MSc Thesis Defense: Buğra Gültekin, ALGEBRAIC AND GENERALIZED NUMERICAL CONSTRUCTIONS OF MUBS: TOWARDS AN EXPLORATION IN NON-PRIME DIMENSIONS
ALGEBRAIC AND GENERALIZED NUMERICAL CONSTRUCTIONS OF MUBS: TOWARDS AN EXPLORATION IN NON-PRIME DIMENSIONS
Buğra Gültekin
Physics, MSc. Thesis, 2025
Thesis Jury
Prof. Dr. Zafer Gedik (Thesis Advisor)
Doç. Dr. Göktuğ Karpat
Dr. Öğr. Üyesi Onur Pusuluk
Date & Time: December 17th, 2025 – 11:30 AM
Place: FENS G025
Keywords : MUBs, Gram Matrix, Bargmann Invariants, Triple Products
Abstract
Mutually Unbiased Bases (MUBs) are special type of basis and one of the fundamental structures in quantum information theory, providing the optimal measurement scheme for quantum state tomography.
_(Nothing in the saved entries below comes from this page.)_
PR #220, opened 2021-05-20
Fix report button on own uer page

Mysterious-Dev:
This PR remove the report button on your own user page.

Fix #215 

image

PR #222, opened 2021-05-20
Hide report button on user's own page

venashial:
Reimplementation of #220 using fix outlined in #221


venashial:
Uh oh this is not good, way to many commits.

Geometrically (approved):

venashial:
Everything should be fixed.

PR #2138, opened 2026-05-11
Rename container image and add tag policy

### LINKED ISSUE #6103: Rename v5 apiserver image and add v5 tag policy
This issue is a single PR on `DependencyTrack/hyades-apiserver:main`. It ships the image rename, the v5 tag policy, and
the major-version derivation as one atomic change, with a short preflight that gates the merge. These pieces cannot be
split across PRs without leaving a window where `:snapshot` collides with v4 nightly or `:5` and `:5.0` are not emitted at
all.

### 1. Run the preflight that gates the merge

Two checks must come back green **before** the PR merges, because the moment it merges the snapshot publish destination
flips.

First, audit the Docker Hub credentials. Confirm that `DOCKER_HUB_TOKEN` and `DOCKER_HUB_USERNAME` in the
`hyades-apiserver` repo secrets have **push** rights on `dependencytrack/apiserver`. Today the token pushes to
`dependencytrack/hyades-apiserver`. After this PR merges, the mirror workflow starts pushing to the new destination on
every snapshot build. If the token is repo-scoped, mirroring silently fails. Re-scope or re-issue the token first.

Second, pre-create the GHCR package. The first push to `ghcr.io/dependencytrack/apiserver` auto-creates the package as
**private**. Public users pulling `:5-snapshot` would get auth errors. Pre-create the package, set its visibility to
**public**, and link it to `hyades-apiserver` for now. Re-link it to `dependency-track` when the apiserver cutover changes
the source repo.

### 2. Add caller-side major-version derivation in `ci-build.yaml`

Add a `read-version` job to `ci-build.yaml`. Mirror the shape of the existing `read-version` job in `ci-publish.yaml`
(lines 28-49), but use Maven-native tooling instead of `yq`:

```
VERSION=$(mvn -q -Dexec.skip=true help:evaluate -Dexpression=project.version -DforceStdout)
MAJOR="${VERSION%%.*}"
```

Output `major` from the job. Pass `app-version: "${MAJOR}-snapshot"` to `call-build` instead of the literal `"snapshot"`.
For v5 main this resolves to `5-snapshot`.

In the same PR, switch `ci-publish.yaml`'s existing `read-version` job from `yq` to `mvn help:evaluate`. One Maven-native
pattern is easier to read than two parallel ones.

### 3. Rename the image in `_meta-build.yaml`

Change the hardcoded `IMAGE_NAME="ghcr.io/${GITHUB_REPOSITORY_OWNER,,}/hyades-apiserver"` to use `apiserver`. That is the
only file that needs the rename. The Docker Hub mirror destination in `mirror-container-image.yml` is auto-derived from
the GHCR package via `${PACKAGE_NAMESPACE}/${PACKAGE_NAME}`, so it follows automatically.

### 4. Add the v5 tag policy in `_meta-build.yaml`

Parse the major from `APP_VERSION`. When the major equals `5`, the tag set is:

- For release builds where `APP_VERSION` is a clean semver like `5.0.0`: emit `:5.0.0`, `:5.0`, and `:5`. Parse the major
  and minor with Bash parameter expansion or `cut`. Do **not** emit `:latest`.
- For pre-release builds where `APP_VERSION` is something like `5.0.0-rc.1`: emit `:5.0.0-rc.1` only. Do not emit `:5`,
  `:5.0`, or `:latest`.
- For snapshot builds where `APP_VERSION` is `${MAJOR}-snapshot`: emit `:${APP_VERSION}` literally. Bare `:snapshot`
  suppression is automatic, because after the caller-side change `APP_VERSION` is never the literal string `"snapshot"`.
  Do not emit `:main`.
- For feature-branch builds: leave behavior unchanged. The existing `:feature-*` tag is fine.

When the major is not 5, behavior is unchanged. v4's existing pipeline on `dependency-track:4.14.x` keeps emitting
`:latest` and (with the same caller change carried over later) `:4-snapshot`.

> [!NOTE]
> Feature branches push `:feature-${name}`. Today, v4 (`dependencytrack/apiserver`) and v5
(`dependencytrack/hyades-apiserver`) publish to different image repos and cannot collide. After cutover they both publish
to `dependencytrack/apiserver`, and a feature branch with the same name on both `4.14.x` and v5 `main` would then collide.

### 5. Verify before merge

Run `workflow_dispatch` dry-runs against synthetic inputs with
`publish-container=false`. The release pipeline rehearsal issue runs these tests too. The verification on this PR exists
to gate the merge.

Confirm:

- A synthetic `5.0.0` produces `:5.0.0`, `:5.0`, `:5`. No `:latest`.
- A synthetic `5.0.0-rc.1` produces `:5.0.0-rc.1` only.
- A synthetic v5 `main` snapshot produces `:5-snapshot` only. No bare `:snapshot`.

After merge, the next push to `hyades-apiserver:main` does a real `:5-snapshot` push. Verify the tag resolves on both
`ghcr.io/dependencytrack/apiserver` and `dockerhub/dependencytrack/apiserver`, and that both are public.

Once this issue is merged, the release pipeline rehearsal can
start, and the apiserver cutover can be scheduled.

nscuro:
### Description

Implements https://github.com/DependencyTrack/dependency-track/issues/6103 by:

1. Renaming the container image from `hyades-apiserver` to `apiserver`.
2. Publishing snapshot versions as `<major>-snapshot` instead of `snapshot` to avoid conflicts with v4.
3. For release builds, publishing `:<major>.<minor>.<patch>`, `:<major>.<minor>`, and `:<major>` tags. `latest` is no longer published.

### Addressed Issue

Closes https://github.com/DependencyTrack/dependency-track/issues/6103

### Additional Details

N/A

### Checklist

- ~This PR is a substantial change (per the [ADR criteria]), and I have added an [ADR] under `docs/adr/`~

[ADR]: ../docs/adr/
[documentation]: https://github.com/DependencyTrack/docs
[migration changelog]: ../DEVELOPING.md#database-migrations

### DIFF
--- a/.github/workflows/_meta-build.yaml
+++ b/.github/workflows/_meta-build.yaml
@@ -19,8 +19,7 @@ on:
     inputs:
       app-version:
         type: string
-        required: false
-        default: "snapshot"
+        required: true
         description: "the version that should be set/used as tag for the container image"
       publish-container:
         type: boolean
@@ -123,12 +122,10 @@ jobs:
       matrix:
         include:
           - name: apiserver
-            image: hyades-apiserver
             context: apiserver
             artifact: assembled-dist
             prepare-cmd: tar xzf apiserver/target/dependency-track-apiserver-dist.tar.gz -C apiserver/target
           - name: v4-migrator
-            image: v4-migrator
             context: support/v4-migrator
             artifact: v4-migrator-jar
             prepare-cmd: ":" # no-op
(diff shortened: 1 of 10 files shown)


nscuro:
Docker Hub credentials have been updated to a token that has push permissions for both `apiserver` and `hyades-apiserver` repositories.

nscuro:
The `ghcr.io/dependencytrack/apiserver` GitHub package cannot be pre-created manually it seems. First push after merge will auto-create it. Just need to ensure to flick it to public afterwards.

While analytical recipes exist for constructing the maximal set of d+1 MUBs in prime and prime-power dimensions, the existence of such maximal sets in non-prime dimensions remains an open question. This thesis explores the algebraic and geometric structures of MUBs to address this existence problem. The study first reviews established analytical methods, including the operator-algebraic construction based on the Weyl-Heisenberg (WH) group and the combinatorial approach utilizing relative difference sets. Following this, a generalized numerical construction method is introduced. Unlike traditional methods, this approach generates MUBs via the Gram matrix without relying on a priori group structure or specific algebraic frameworks. The construction enforces the geometric properties of MUBs through scalar constraints derived from third and fourth-order traces of the Gram matrix. To analyze the resulting structures, a classification framework is employed using Bargmann invariants —specifically the triple product tensor — and their automorphism groups. This method allows for the identification of inequivalent MUB families based on their inherent symmetries. Numerical applications of this method in dimensions 3, 4, and 5 demonstrate that all constructed solutions have the underlying group structure of Weyl-Heisenberg group, possessing symmetry groups isomorphic to the Clifford group. While the investigation in dimension 6 yielded no maximal MUB sets within the limited scope of numerical trials, the developed framework provides a robust tool for future exploration of non-prime dimensions and the classification of MUBs.